Betty’s pretty cute, alright, especially in that tiny bikini she struts around in. She told me she’s 18, but I’m not so sure. She’s still in high school, Terry Parker High, I think she told me. She’s hard to resist though – kind of petite with brown hair. I could go for her. I like how she laughed that when I told her I was baseball player. She thought that was kids’ stuff. She giggled when I told her my name was Tug. Hey, she laughs at me a lot! Not sure I like that, come to think of it.

Anyway, she’s supposed to come down pretty soon from her apartment upstairs. Her mom doesn’t mind that she visits and that we yell to each from our balconies. Right now, I’m not in the mood to see her. Another shelling on the mound today; nothing was working. I just want to wallow in self-pity. When I saw Betty this morning at the Laundromat, where I was bleaching my uniform, and she was doing the family wash, we made a date, but now I wish we hadn’t.

There’s the bell. Gotta answer it.

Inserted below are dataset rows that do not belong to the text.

PR #977, opened 2017-11-17
Updated versions for weave, flannel, and calico

oneilcin:
Did a quick cluster up and get pods for both aws and gke.  Will let CI do the rest

### DIFF
--- a/ansible/roles/kraken.config/files/config.yaml
+++ b/ansible/roles/kraken.config/files/config.yaml
@@ -41,7 +41,7 @@ definitions:
             version: v2.6.1
             location: quay.io/calico/node
           flannel:
-            version: v0.8.0
+            version: v0.9.1
             location: quay.io/coreos/flannel
         network:
           network: 10.128.0.0/10
@@ -60,10 +60,10 @@ definitions:
             version: v1.10.0
             location: quay.io/calico/cni
           calicoNode:
-            version: v2.4.1
+            version: v2.6.1
             location: quay.io/calico/node
           flannel:
-            version: v0.8.0
+            version: v0.9.1
             location: quay.io/coreos/flannel
         network:
           network: 10.128.0.0/10
@@ -87,10 +87,10 @@ definitions:
       options:
         containers:
           weave:
-            version: 1.9.8
+            version: 2.1.1
             location: weaveworks/weave-kube
           weave_npc:
-            version: 1.9.8
+            version: 2.1.1
             location: weaveworks/weave-npc
         network:
           network: 10.128.0.0/10
--- a/ansible/roles/kraken.config/files/config.yaml
+++ b/ansible/roles/kraken.config/files/config.yaml
@@ -60,10 +60,10 @@ definitions:
             version: v1.10.0
             location: quay.io/calico/cni
           calicoNode:
-            version: v2.6.2
+            version: v2.4.1
             location: quay.io/calico/node
           flannel:
-            version: v0.9.1
+            version: v0.8.0
             location: quay.io/coreos/flannel
         network:
           network: 10.128.0.0/10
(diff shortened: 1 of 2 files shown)


ansible/roles/kraken.config/files/config.yaml
```diff
@@ -60,10 +60,10 @@ definitions:
             version: v1.10.0
             location: quay.io/calico/cni
           calicoNode:
-            version: v2.4.1
+            version: v2.6.2
```
guineveresaenger: this should remain at v2.4.1 (the previous version)

ansible/roles/kraken.config/files/config.yaml
```diff
@@ -60,10 +60,10 @@ definitions:
...
             location: quay.io/calico/node
           flannel:
-            version: v0.8.0
+            version: v0.9.1
```
guineveresaenger: also leave as it was

ansible/roles/kraken.config/files/gke-config.yaml
```diff
@@ -59,10 +59,10 @@ definitions:
             version: v1.10.0
             location: quay.io/calico/cni
           calicoNode:
-            version: v2.4.1
+            version: v2.6.2
```
guineveresaenger: leave as it was

ansible/roles/kraken.config/files/gke-config.yaml
```diff
@@ -59,10 +59,10 @@ definitions:
...
             location: quay.io/calico/node
           flannel:
-            version: v0.8.0
+            version: v0.9.1
```
guineveresaenger: leave as it was

ansible/roles/kraken.config/files/config.yaml
oneilcin: How do you know to leave just this one?

ansible/roles/kraken.config/files/gke-config.yaml
```diff
@@ -102,10 +102,10 @@ definitions:
       options:
         containers:
           weave:
-            version: 1.9.8
+            version: 2.1.1
             location: weaveworks/weave-kube
           weave_npc:
-            version: 1.9.8
+            version: 2.1.1
```
guineveresaenger: leave as it was

ansible/roles/kraken.config/files/gke-config.yaml
```diff
@@ -102,10 +102,10 @@ definitions:
       options:
         containers:
           weave:
-            version: 1.9.8
+            version: 2.1.1
```
guineveresaenger: leave as it was

guineveresaenger: actually, this one's fine to update. For cleanup, this stanza should be removed, as it's the same as the default.

ansible/roles/kraken.config/files/gke-config.yaml
guineveresaenger: also fine to update.

ansible/roles/kraken.config/files/config.yaml
```diff
@@ -87,10 +87,10 @@ definitions:
       options:
         containers:
           weave:
```
joejulian: We have no automated testing for weave. Have you at least manually tested this version?

I'd rather not change it if we don't test it. At least if it's broken and we didn't touch it it's obvious why it's broken. If we change it it should imply it worked at the time we changed it.

guineveresaenger: Do we have automated testing for calico?

oneilcin: @joejulian Best way to manually test weave is working?
Note: if we are not going to test this, it shouldn't be in our on-call version check list

oneilcin:
Tested with Weave in the config for both AWS and GKE.  All services and pods were healthy.  Created an nginx pod, and then curled to it from a node other than the one it is running on.  All good!

ansible/roles/kraken.config/files/config.yaml
oneilcin: tested

PR #983, opened 2017-11-21
Fix namespace deletion.

davidewatson:


leahnp:
Are all k8s "namespaces" "service namespaces"?

davidewatson:
Note that the change to the `when` clause is a change in behavior. We used to unconditionally attempt to delete namespaces and then ignored any errors. Now we only delete namespaces on down. This might leak namespaces, but I think that is still possible if a user removes a chart from the kraken config and there are no other charts with that namespace.

ansible/roles/kraken.services/tasks/kill-services.yaml
```diff
@@ -90,9 +90,9 @@
 
 - name: Delete all service namespaces
   command: >
-    {{ kubectl }} --kubeconfig={{ kubeconfig }} delete namespace {{ item }}
+    {{ kubectl }} --kubeconfig={{ kubeconfig }} delete namespace {{ item.namespace }}
   with_items: "{{ cluster_namespaces }}"
-  when: cluster_namespaces is defined
+  when: kraken_action == 'down'
```
joejulian: Why bother? If the cluster is being brought down, there will be no etcd data left anyway.

davidewatson: "The only way to be sure."

davidewatson: Ack.

PR #990, opened 2017-11-29
Updates to k8s and dependencies

guineveresaenger:


philoserf:
or rather than a pr per item a commit per item. lets us revert a single commit the gittish way

leahnp:
@philoserf will per commit work though, considering we squash and merge?

PR #991, opened 2017-11-29
Pre provider

coffeepac:
adds a new tag to kraken-lib 'pre_provider' that runs all roles before the provider selector.  This is useful for creating the cloud-config artifacts and stopping.  possibly only useful as a development tool.


leahnp:
Passing CI - E2E "Networking Granular Checks" is the only test failing, going to merge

I open the door and there she stands, in a little tank top, mini-skirt and, as usual, barefoot. She looks great, but the throbbing pain in my arm is all I can think about.

“Hey Tug!” She leans over for a kiss, which I return without enthusiasm. She doesn’t notice.

We sit on the couch.

“You want a drink?” I ask.

“Tab, if you have one,” she says. No beer, no whiskey? She’s not eighteen, no way.

As I go to the fridge to see what I have for her, she looks at some of my baseball trophies and pictures, and makes idle chit chat, not really interested in the game. In fact, she seems a little upset.


“What’s up Betty?” As soon as I ask, she starts to cry. She told me her dad had dropped by the apartment and they got into a fight. Betty’s mom had already gone out with her new boyfriend. Her folks aren’t divorced – yet. I could relate since my parents were already splitsville.

We sat together on the couch, really close, and talked for a while about family and friends. Betty was pretty shaken up and, I think she felt vulnerable. We kissed and I held her, but it was clear she wanted more. Things were started getting pretty heavy; clothes were starting to come off. Now, I’m not against having sex whenever and wherever it’s available, but she was so emotional that it felt like I’d really be taking advantage of her when she was most vulnerable. It just didn’t feel right, you know?

I gently pushed her away. “Betty, listen, I really like you, you’re a swell kid, but I think going any further is a pretty bad idea right now, you know?”

She immediately sat straight up. Her expression changed from lust to anger. “You do? You don’t want to go further? You think it’s a ‘pretty bad idea’ do you?”

She stood up, putting her shirt back on. I think she was embarrassed also. That didn’t mix well with how furious she was.

“You should have thought about that before you led me on Tug. Really. You men are all alike.”

She turned to leave.

“Betty, wait a minute,” I said, but to tell you the truth, I didn’t really care. I wasn’t too attached to her, just another girl. Once I get back to New York she’ll be forgotten.

I took another swig of Jack as the door slammed loudly behind her, and turned the dial to the local news.

Tug McGraw, future relief pitching legend for the New York Mets and Philadelphia Phillies, was doing a stretch during the summer of 1966 in Jacksonville, Florida. It was there he met Betty D’Agostino. They saw each other frequently and Betty would become pregnant (after the one time they had sex), giving birth on May 1, 1967 to Samuel Timothy McGraw. That baby would become Tim McGraw, one of the biggest stars in country music. When Tim was eleven years old, Tug found out he was the boy’s father, although he denied it for seven years. They would become close after Tim’s 18th birthday, remaining so until Tug’s death from brain cancer on January 5, 2004, in Nashville.